Material for the task START

PR #5206, opened 2020-02-14
Allow devs to set labels in container images for default capabilities.

rhatdan:
This patch allows users to specify the list of capabilities required
to run their container image.

Setting a image/container label "io.containers.capabilities=setuid,setgid"
tells podman that the contained image should work fine with just these two
capabilties, instead of running with the default capabilities, podman will
launch the container with just these capabilties.

If the user or image specified capabilities that are not in the default set,
the container will print an error message and will continue to run with the
default capabilities.


rhatdan:
@vrothberg This is what we talked about and I covered in my talk in BRNO.
PTAL
Need to get something similar for seccomp.json files

docs/source/markdown/podman-create.1.md
```diff
@@ -409,6 +409,16 @@ millions of trillions.
 
 Add metadata to a container (e.g., --label com.example.key=value)
 
+Users can set a special label **io.containers.capabilities=CAP1,CAP2,CAP3** that
```
mheon: I feel like this belongs elsewhere. We don't expect people to set this at `podman run` time, right? Instead we want them to load it from the image.

Should we instead be setting `io.containers.capabilities` at container creation time based on the capabilities we put in the spec, so that it will be there when we commit images?

docs/source/markdown/podman-create.1.md
```diff
@@ -989,6 +999,14 @@ can override the working directory by using the **-w** option.
 $ podman create alpine ls
 ```
 
+### Run a container with just the SETUID and SETGID Capabilities
+
+
+```
+
+$ podman run -d --label=io.containers.capabilities=setuid,setgid fedora /usr/bin/server
```
mheon: Why do I do this instead of `--cap-add` and `--cap-drop`? I don't know if this makes much sense outside of loading from images.

docs/source/markdown/podman-create.1.md
rhatdan: No the goal here is to override the defaults with something more secure.

docs/source/markdown/podman-create.1.md
rhatdan: The idea is to get this data into the container image.  And maybe I should add the data to Docker build.
The real goal is to get people to add 
LABEL io.containers.capabilities=setuid,setgid 
In their Containerfile/Dockerfile.
Then users of their container image will get this new more secure behaviour.

rhatdan:
Updated to add more information to podman build.

docs/source/markdown/podman-create.1.md
mheon: But rather than trying to get people to add the label themselves, we can make it for them from what they entered in `--cap-add` and `--cap-drop`. We know the final capabilities the container was created with, so it's pretty trivial to make the label from that.

rhatdan: But that is not natural behaviour for Building container images.  Most people, if they are going to use this feature are going to do it via a Dockerfile.  We could add the label as a side effect of --cap-add and --cap-drop, but I am not sure that would be expected by users.

mheon: I agree that most people will be using a Dockerfile - I'm mostly confused as to why people would ever want to set it directly at `podman run` time, instead of using `--cap-add` and `--cap-drop`.

pkg/spec/spec.go
```diff
@@ -315,6 +315,14 @@ func (config *CreateConfig) createConfigToOCISpec(runtime *libpod.Runtime, userM
 	}
 	configSpec := g.Config
 
+	var capRequired []string
+	for key, val := range config.Labels {
+		if key == "io.containers.capabilities" {
```
vrothberg: This should really be a constant.

test/e2e/run_security_labels.go
```diff
@@ -0,0 +1,325 @@
...
+		inspect.WaitWithDefaultTimeout()
+		Expect(inspect.ExitCode()).To(Equal(0))
+
+		ctr := inspect.InspectContainerToJSON()
+		caps := strings.Join(ctr[0].EffectiveCaps, ",")
+		Expect(caps).To(Equal("CAP_SETUID,CAP_SETGID"))
+	})
+
+	It("podman bad security labels", func() {
+		test1 := podmanTest.Podman([]string{"create", "--label", "io.containers.capabilities=sys_admin", "--name", "test1", "alpine", "echo", "test1"})
```
vrothberg: Looks like we're not testing with an image, and I believe we should.

pkg/spec/createconfig.go
```diff
@@ -112,6 +112,7 @@ type NetworkConfig struct {
 type SecurityConfig struct {
 	CapAdd                  []string // cap-add
 	CapDrop                 []string // cap-drop
+	CapRequired             []string // cap-required
```
vrothberg: Can we call it `CapBase` to be consistent with https://github.com/containers/libpod/pull/5209?

pkg/spec/security.go
```diff
@@ -123,6 +125,25 @@ func (c *SecurityConfig) ConfigureGenerator(g *generate.Generator, user *UserCon
 		return err
 	}
 
+	privCapRequired := []string{}
+
+	if !c.Privileged && len(c.CapRequired) > 0 {
```
vrothberg: I think we should always set `CapRequired`. If it's not set via the CLI or by the image, we should use the default ones.

pkg/spec/spec.go
```diff
@@ -315,6 +315,14 @@ func (config *CreateConfig) createConfigToOCISpec(runtime *libpod.Runtime, userM
 	}
 	configSpec := g.Config
 
+	var capRequired []string
```
vrothberg: Please add comments.

pkg/spec/spec.go
vrothberg: I would love the constant to be in `pkg/capabilities` as we do for the seccomp policies now in [pkg/seccomp](https://github.com/containers/libpod/blob/master/pkg/seccomp/seccomp.go).

test/e2e/run_security_labels.go
rhatdan: I commit an image and test off the image, but if you are talking about an image built with a Containerfile, I could do that as well.

pkg/spec/security.go
rhatdan: We can talk about this, but this could be a problem.  I was thinking CapRequired was something that the user or the image had specified as the capabilies required to run the application.  As  opposed to the caplist, which is the "default capabilities + CapADD - CapDrop).  If we set CapRequired == CapDefault and only overrode it when the label was set, then we would not be able to tell when the user specified at capability outside of the "default" list of capabilities.

test/e2e/run_security_labels.go
vrothberg: Didn't notice the commit below. Thanks! LGTM

pkg/spec/security.go
vrothberg: Maybe we can have a quick bluejeans later? I want to show the `pkg/seccomp` package that we can extend for these needs.

docs/source/markdown/podman-build.1.md
```diff
@@ -272,6 +272,16 @@ BUILDAH\_ISOLATION environment variable.  `export BUILDAH_ISOLATION=oci`
 
 Add an image *label* (e.g. label=*value*) to the image metadata. Can be used multiple times.
 
+Users can set a special label **io.containers.capabilities=CAP1,CAP2,CAP3** that
+indicates the default list of Linux capabilities required for the container to
+run properly. Setting this label in a container or a container image tells podman
```
TomSweeneyRedHat: podman -> Podman

docs/source/markdown/podman-build.1.md
```diff
@@ -272,6 +272,16 @@ BUILDAH\_ISOLATION environment variable.  `export BUILDAH_ISOLATION=oci`
...
+to run the container with just these capabilties. Podman will launch the container
+with just the specified capabilties, as long as this list of capabilities is a
+subset of the default list.
+
+If the user or image specified capabilities that are not in the default set, the container
```
TomSweeneyRedHat: I find "user or image" to be a bit confusing.  Could we just drop that?  "If the specified capabilities..."

TomSweeneyRedHat: ooops, if dropped, the following "that" doesn't work.   "If the specified capabilities are not in the default set, ..."

docs/source/markdown/podman-commit.1.md
```diff
@@ -86,6 +86,11 @@ $ podman commit -q --pause=false containerID image-committed
 e3ce4d93051ceea088d1c242624d659be32cf1667ef62f1d16d6b60193e2c7a8
 ```
 
+```
+$ podman commit -q --change LABEL=io.containers.capabilities=setuid,setgid epic_nobel privimage
```
TomSweeneyRedHat: You don't have the verbiage from build in here, should you?

test/e2e/run_security_labels.go
```diff
@@ -0,0 +1,325 @@
...
+		inspect := podmanTest.Podman([]string{"inspect", "test1"})
+		inspect.WaitWithDefaultTimeout()
+		Expect(inspect.ExitCode()).To(Equal(0))
+
+		ctr := inspect.InspectContainerToJSON()
+		caps := strings.Join(ctr[0].EffectiveCaps, ",")
+		Expect(caps).To(Not(Equal("CAP_SETUID,CAP_SETGID")))
+	})
+
+})
```
TomSweeneyRedHat: might be good to add build, commit and the commands other than create.

docs/source/markdown/podman-create.1.md
rhatdan: Sure, but do you just want me to not document that you can do this?

pkg/spec/spec.go
rhatdan: Will have to move this to containers/common since pkg/capabilities is in there now, Also I think this should be a list. since it might change in the future if this got standardized and they picked a different name.

test/e2e/run_security_labels.go
rhatdan: Also added a Dockerfile build

pkg/spec/createconfig.go
rhatdan: I don't think this is the same thing.  CapBase is the default capabilities for all containers.

docs/source/markdown/podman-build.1.md
rhatdan: Fixed

docs/source/markdown/podman-build.1.md
rhatdan: Fixed

docs/source/markdown/podman-commit.1.md
rhatdan: I added it.

test/e2e/run_security_labels.go
rhatdan: Yes added.

TomSweeneyRedHat:
LGTM, but definitely want a @mheon head nod

mheon:
I'm still iffy about documenting this in run and create - it seems like extra confusion since we already have ways to do this. Might want to talk about it at scrum.

rhatdan:
@mheon @vrothberg @giuseppe @baude PTAL

rhatdan:
@mheon @vrothberg @giuseppe @baude PTAL
Passes tests now and removed mentions of the label in podman run and podman create.

rhatdan:
As @TomSweeneyRedHat would say, Happy Green Buttons.   Can I get this reviewed?
@mheon @giuseppe @vrothberg @baude @QiWang19 @jwhonce

docs/source/markdown/podman-commit.1.md
mheon: This is badly formatted; should be `--change 'LABEL io.containers.capabilities=setuid,setgid'`

docs/source/markdown/podman-create.1.md
```diff
@@ -1000,6 +1000,14 @@ can override the working directory by using the **-w** option.
 $ podman create alpine ls
 ```
 
+### Run a container with just the SETUID and SETGID Capabilities
```
mheon: Suggest rename to "Set default capabilities for container to SETUID and SETGID" or similar

docs/source/markdown/podman-commit.1.md
rhatdan: Their might be a bug in the parser, but my syntax works, and yours does not.  This is also documented two lines higher.
```
$ podman commit --change "LABEL foo=bar" myweb dan1
Error: invalid syntax for --change: LABEL foo=bar

$ podman commit --change "LABEL=foo=bar" myweb dan1
Copying blob 195be5f8be1d skipped: already exists  
Copying blob 5f70bf18a086 [--------------------------------------] 0.0b / 0.0b
Copying config e87256c3fc done  
Storing signatures
e87256c3fcda3881112f19dbfda9a733bee0472354269dc62c2c5c7e81c69e1f
```


oo=bar" myweb dan1
Error: invalid syntax for --change: LABEL foo=bar

docs/source/markdown/podman-create.1.md
rhatdan: Removed these commands, since they don't make sense for podman run/create any longer.

docs/source/markdown/podman-create.1.md
```diff
@@ -1000,6 +1000,14 @@ can override the working directory by using the **-w** option.
...
+
+
+```
+
+$ podman run -d --label=io.containers.capabilities=setuid,setgid fedora /usr/bin/server
```
vrothberg:
```suggestion
$ podman create -d --label=io.containers.capabilities=setuid,setgid fedora /usr/bin/server
```

docs/source/markdown/podman-create.1.md
vrothberg:
```suggestion
### Create a container with just the SETUID and SETGID Capabilities
```

docs/source/markdown/podman-build.1.md
```diff
@@ -279,6 +279,16 @@ BUILDAH\_ISOLATION environment variable.  `export BUILDAH_ISOLATION=oci`
...
 Add an image *label* (e.g. label=*value*) to the image metadata. Can be used multiple times.
 
+Users can set a special LABEL **io.containers.capabilities=CAP1,CAP2,CAP3** in
+a Containerfile that specified the list of Linux capabilities required for the
+container to run properly. This label specified in a container image tells
+Podman to run the container with just these capabilties. Podman launches the
+container with just the specified capabilties, as long as this list of
+capabilities is a subset of the default list.
+
+If the specified capabilities are not in the default set, the container will
```
vrothberg:
```suggestion
If the specified capabilities are not in the default set, Podman will
```

vrothberg:
I am loving the new GitHub feature to suggest changes in the reviews.

docs/source/markdown/podman-create.1.md
rhatdan: Removing line.

docs/source/markdown/podman-create.1.md
rhatdan: Removing line.
We don't want to document this label in podman run or create.

rhatdan:
@vrothberg Sadly our Gating blocks it.

PR #5207, opened 2020-02-14
Fix SELinux labels of volumes

rhatdan:
If we attempt to label a volume and the file system
does not support labeling, then just warn.  SELinux
may or may not work, on the volume.

There is no way to setup a private label on a newly
created volume without using the container mountlabel.

If we don't have a mount label at the time of creation of
the volume, the only option we have is to create a shared
label.


rhatdan:
May fix: https://github.com/containers/libpod/issues/5200
Will get it further along since we don't know if SELinux labeling will prevent the container from interacting with the label of the file system.

rhatdan:
@mheon @baude @giuseppe @TomSweeneyRedHat @QiWang19 PTAL

TomSweeneyRedHat:
LGTM once the flakes in the tests are chased.

PR #5209, opened 2020-02-14
Undocker part 1)

vrothberg:
Create dedicated packages:
* pkg/signal for signal handling
* pkg/capabilities for all-things caps

Especially `pkg/capabilities` will come in handy for #5206.


vrothberg:
@rhatdan @giuseppe @mheon @baude PTAL

vrothberg:
The rdoproject.org/github-check is starting to get annoying. Although it's not blocking, it causes the CI to be red for way too long.

rhatdan:
Should this be happening in github.com/containers/common so that buildah can take advantage?

vrothberg:
> Should this be happening in github.com/containers/common so that buildah can take advantage?

I prefer to wait until we separate Podman from libpod. This will allow for Buildah to use more package from libpod.

pkg/signal/signal_linux.go
```diff
@@ -1,8 +1,14 @@
-// +build !mips,!mipsle,!mips64,!mips64le
+// +build linux
```
haircommander: should we add in a copyright line at the top, even if it wasn't present in the old file?

vrothberg: Absolutely. Thanks for noticing!

vrothberg: Done :heavy_check_mark:

TomSweeneyRedHat:
Personally, if the end goal is to get the packages into common eventually, I'd say move 'em now even if other pkg's from Libpod go later.  Your call.

rhatdan:
LGTM
@mheon @TomSweeneyRedHat @giuseppe @haircommander PTAL

PR #5210, opened 2020-02-14
WIP: Add support for pinned namespaces

saschagrunert:
The idea is to pin the namespaces to a dedicated on-disk location by not having the need for a pause container any more (analogous to the CRI-O implementation).

This is still in WIP and would need documentation, testing and some pre-defined design decisions.

#### Demo

What seems to work right now, when a `pinns` exectuable (from [CRI-O pinns](https://github.com/cri-o/cri-o/tree/master/pinns) or [pinns.rs](https://github.com/saschagrunert/pinns.rs)) is in `$PATH`.

##### Namespace life-cycle handling
```
> sudo ./bin/podman pod create -n mypod -i
b73890f9b3143b66a7b78dc2755fc36df1efd2989a3b759448448ecf72d75164

> sudo ls /var/run/libpod/ns/b73890f9b3143b66a7b78dc2755fc36df1efd2989a3b759448448ecf72d75164
ipc  net  uts

> sudo ./bin/podman pod rm mypod
b73890f9b3143b66a7b78dc2755fc36df1efd2989a3b759448448ecf72d75164

> sudo ls /var/run/libpod/ns/b73890f9b3143b66a7b78dc2755fc36df1efd2989a3b759448448ecf72d75164
ls: cannot access '/var/run/libpod/ns/b73890f9b3143b66a7b78dc2755fc36df1efd2989a3b759448448ecf72d75164': No such file or directory
```

##### Containers in pods
```
> sudo ./bin/podman pod create -n mypod -i
f16880f174021ed71861213b4ec4ed64ddc2bbe5de09405efb2a1f32b607fdee

> sudo ./bin/podman run --pod mypod -d alpine sleep infinity
26b52409249670abccc929e7e9a94eae561a888cac3e2765f5052a322070e339

> sudo ./bin/podman run --pod mypod -d alpine sleep infinity
07637abb5078d43bb6679eea14436ebb8586d0634c22ee06d568cd2a97db721e

> sudo ./bin/podman run --pod mypod -d alpine sleep infinity
fe6564f40fdbc27f57f33728eeed156f89891b4e7ccd84606207d46d7310ac14

> sudo ./bin/podman ps --ns
CONTAINER ID  NAMES           PID    CGROUPNS    IPC         MNT         NET         PIDNS       USERNS      UTS
fe6564f40fdb  charming_cerf   15084  4026531835  4026541537  4026541669  4026541540  4026541670  4026531837  4026541469
07637abb5078  laughing_nash   14929  4026531835  4026541537  4026541667  4026541540  4026541668  4026531837  4026541469
26b524092496  vibrant_wright  14281  4026531835  4026541537  4026541665  4026541540  4026541666  4026531837  4026541469
```

#### Still TODO
- Documentation
- Testing
- Find a way to provide pinns here


libpod/runtime_pod_namespaces_linux.go
```diff
@@ -0,0 +1,88 @@
+// +build linux
+
+package libpod
+
+import (
+	"os"
+	"path/filepath"
+
+	"github.com/docker/docker/pkg/mount"
+	"github.com/docker/docker/pkg/symlink"
```
saschagrunert: Might clash with https://github.com/containers/libpod/pull/5209

vrothberg: Yes. We want to get rid of direct dependencies on docker/docker.

cmd/podman/pod_create.go
```diff
@@ -58,6 +58,7 @@ func init() {
 	// Remember to do this safely by checking len, etc.
 
 	flags.StringVar(&podCreateCommand.CgroupParent, "cgroup-parent", "", "Set parent cgroup for the pod")
+	flags.BoolVarP(&podCreateCommand.PinNamespaces, "pin-namespaces", "i", false, "Pin namespaces instead of using an infra container")
```
haircommander: for now, the "instead of using an infra container" isn't quite correct. I would want to update the description once we can actually drop the infra container

haircommander: oh I see that's the eventual intention of this PR, nevermind :smile:

libpod/runtime_pod_namespaces_linux.go
```diff
@@ -0,0 +1,88 @@
...
+	}
+	// Not supported by cri-o/pinns yet, but by pinns.rs
+	/* if p.config.UsePodPID {
+		args = append(args, "--pid")
+	} */
+	if p.config.UsePodUTS {
+		args = append(args, "--uts")
+	}
+
+	if err := command.New(pinns, args...).RunSilentSuccess(); err != nil {
```
vrothberg: Can we use the stdlib instead?

vrothberg: Thinking about it: couldn't we do everything in a go package with C bindings? `github.com/containers/libpod/pkg/pinns`? That would be faster, easier to maintain (as most folks don't speak rust unfortunately), and there would be no need to package a new tool for all distributions.

haircommander: cgo isn't a great option, because the go runtime and locking threads is funky. We thought about this approach, but ultimately decided exec'ing the binary was a more guarenteed way of preventing an interrupt from changing the context too much. here's more info https://github.com/containernetworking/plugins/tree/master/pkg/ns

vrothberg: That's an omnipresent problem in go but locking the thread has proven to work. I didn't yet buy the idea of adding another dependency on top.

vrothberg: Just saw https://github.com/cri-o/cri-o/tree/master/pinns now. Easier than Rust. I try to catch up with the discussion in the CRI-O PR.

saschagrunert: Don’t take my Rust stuff too serious, we had a hackweek and I’m totally open to stick to the C version if that’s the preferred one. 🙂 

I was at the same point in thinking to unshare+pin as subcommand rather than having another binary, but now I see totally the arguments against something like that. 🤔

Which kinds of namespaces do we want to unshare beside NET, IPC and UTS? What about PID (dedicated feature called “pns“ in k8s), CGROUP and the USER (permissions) ns?

mheon:
I think we need to talk about cgroup... My initial impression is yes, though.
User and PID should be supported, but opt-in - I think you should have to explicitly tell `podman pod create` you want to share those.

haircommander:
> I think we need to talk about cgroup... My initial impression is yes, though.
> User and PID should be supported, but opt-in - I think you should have to explicitly tell `podman pod create` you want to share those.

the conversation of a pod level cgroupns hasn't been resolved in k8s, it's kind of been deferred until cgroupsv2 comes along more. As such, I could see it being useful to wire up the capability in podman so we don't have to add it later and fuss with different versions of pinns

rhatdan:
This seems to be a containers.conf decision, so Distros/Administrators can make the decision.

saschagrunert:
> This seems to be a containers.conf decision, so Distros/Administrators can make the decision.

I agree.

Do we want to put `pinns` into a dedicated project, I'd be happy to support you with that but I do not have the power :grin:

Maybe @vrothberg can support here as well? Are there any open discussion points regarding `pinns`?

vrothberg:
> Do we want to put `pinns` into a dedicated project, I'd be happy to support you with that but I do not have the power grin
> 
> Maybe @vrothberg can support here as well? Are there any open discussion points regarding `pinns`?

I would love to prevent us from having (yet) another dependency and project. They need to be setup, maintained and packaged; all causing additional work for upstream and downstream.

Hope dies last :) Why can't we have a go package with C bindings doing the work? @haircommander mentioned the common issues regarding cgo, thread locking in go etc. but is there a concrete technical reason/blocker not to go with go? If there's a clear blocker, then I stop nagging :^)

`pinns` doesn't do much and is really small, which would hurt even more to create a new project etc. In case we need to go with a dedicated binary, I prefer to move it over to libpod at some point. This way, we spare us from creating a new project, setting up CI, wiring that into libpod etc. With the CRI-O/libpod migration, I believe that libpod might be a better home for it in the long term.

rhatdan:
@saschagrunert @haircommander Any movement on this?

saschagrunert:
Closing this for now since I think main questions like how we want to distribute pinns are not solved yet.

PR #5211, opened 2020-02-14
increase stop timeout to 30 seconds

vrothberg:
Increase the timeout during container stop before shooting with SIGKILL.
Users have repeatedly reported that they are hitting the timeout, in
particular on small VMs with low resources.  Setting it to 30 seconds
will decrease the chance of hitting the timeout.

@mheon @giuseppe @baude @rhatdan ... this could be a controversial change as it also increases the time to stop misbehaving containers. These could still be silenced with `podman-kill` though.

### DIFF
--- a/libpod/define/config.go
+++ b/libpod/define/config.go
@@ -19,7 +19,7 @@ var (
 const (
 	// CtrRemoveTimeout is the default number of seconds to wait after stopping a container
 	// before sending the kill signal
-	CtrRemoveTimeout = 10
+	CtrRemoveTimeout = 30
 	// DefaultTransport is a prefix that we apply to an image name
 	// to check docker hub first for the image
 	DefaultTransport = "docker://"


mheon:
I think misbehaving containers are going to be a problem, here... A lot of
programs do ignore SIGTERM. And there's no timeout flag to podman rm, so
you'll end up waiting the full 30 seconds on a sleep container to rm -f.

This seems like a good candidate for containers.conf so we don't need to
unconditionally up the timeout.

vrothberg:
> This seems like a good candidate for containers.conf so we don't need to
unconditionally up the timeout.

That seems much better than increasing the timeout here. @rhatdan WDYT?

TomSweeneyRedHat:
I'm way in on @mheon's thought of moving this to the conf file.

rhatdan:
Fine with me.  Please open a PR with containers/common to add the field.  If we could ever figure out the one last blocker, we could get containers.conf merged into libpod.

PR #5237, opened 2020-02-17
rootless: check if the conmon process is valid

giuseppe:
if the pause process doesn't exist and  we try to join a conmon
namespace, make sure the process still exists.  Otherwise re-create
the user namespace.


mheon:
LGTM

Material for the task END

Lines after the one containing "tells podman that" are not part of the task. Output the entries exactly from their first line through that one.

PR #5206, opened 2020-02-14
Allow devs to set labels in container images for default capabilities.

rhatdan:
This patch allows users to specify the list of capabilities required
to run their container image.

Setting a image/container label "io.containers.capabilities=setuid,setgid"
tells podman that the contained image should work fine with just these two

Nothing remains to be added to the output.